33 requestAnimationFrame(update);

34 ticking = true;

35 }

36 }


38 /**

39 * Our animation callback

40 */

41 function update() {

42 var mover = null,

43 moverTop = [],

44 halfWindowHeight = window.innerHeight * 0.5,

45 offset = 0;


47 // first loop is going to do all

48 // the reflows (since we use offsetTop)

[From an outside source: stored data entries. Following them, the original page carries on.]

PR #835, opened 2026-09-02
fix(agent): gate session namer temperature on the resolved cheap-model row

### LINKED ISSUE #834: session namer sends temperature to models with no catalog row (Bedrock wire ids); one failed call per session
## What happens

On a Bedrock-hosted model whose wire id the catalog does not know (`bedrock/us.openai.gpt-5.6-luna`), every session starts with a failed model call:

```
[advisory] session_namer: bedrock error (status=400): responses.create failed: Unsupported parameter: 'temperature' is not supported with this model. (hint: run `evener models inspect bedrock/us.openai.gpt-5.6-luna` and set fields.temperature = false)
```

49 for(var m = 0; m < movers.length; m++) {


51 mover = movers[m];

52 moverTop[m] = mover.offsetTop;

53 }


55 // second loop is going to go through

56 // the movers and add the left class

57 // to the elements' classlist

58 for(var m = 0; m < movers.length; m++) {


60 mover = movers[m];


62 if(lastScrollY > moverTop[m] - halfWindowHeight) {

63 mover.classList.add('left');

64 } else {

65 mover.classList.remove('left');

66 }


68 }


70 // allow further rAFs to be called

71 ticking = false;

72 }


74 // only listen for scroll events

75 window.addEventListener('scroll', onScroll, false);

Our demo page after performance and rAF optimizations

If you look at our new optimized version of the demo you will see much smoother animations as you scroll up and down the page. We’ve stopped calling requestAnimationFrame indiscriminantly, we now only do it when we scroll (and we ensure there is only one call scheduled). We’ve also moved the offsetTop property lookups into one loop and put the class changes into a second loop which means that we’re avoiding the reflow-repaint problem. We’ve decoupled our events from the draw call so they can happen as often as they like and we won’t be doing unnecessary drawing. Finally we’ve switched out className for classList, which is a massive performance saver.

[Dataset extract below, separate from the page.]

PR #836, opened 2026-09-02
make: run lint-gofmt with the active toolchain's gofmt

obra:
`lint-gofmt` called bare `gofmt`, assuming PATH's formatter matches the compiler. It doesn't have to: go.mod's toolchain line makes `go` auto-switch to 1.27.0, but the standalone `gofmt` binary on PATH is whatever the distro installed (go1.22 on Ubuntu 24.04, which ships nothing newer than 1.24). The stale formatter flagged three clean files, so `make lint` failed on a clean `main`.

Of course there are other things we can do to take this further, in particular not iterating through all 800 DOM elements on each pass, but even just the changes we’ve made have given us great performance improvements.


It’s important to not only use requestAnimationFrame for your animations, but also to use it in the right way. As you can hopefully see it’s quite easy to inadvertently cause bottlenecks, but by understanding how the browser actually executes your code you can fix any problems quickly. Take some time with Chrome’s Dev Tools, especially the frame mode, and see where your animations can be improved.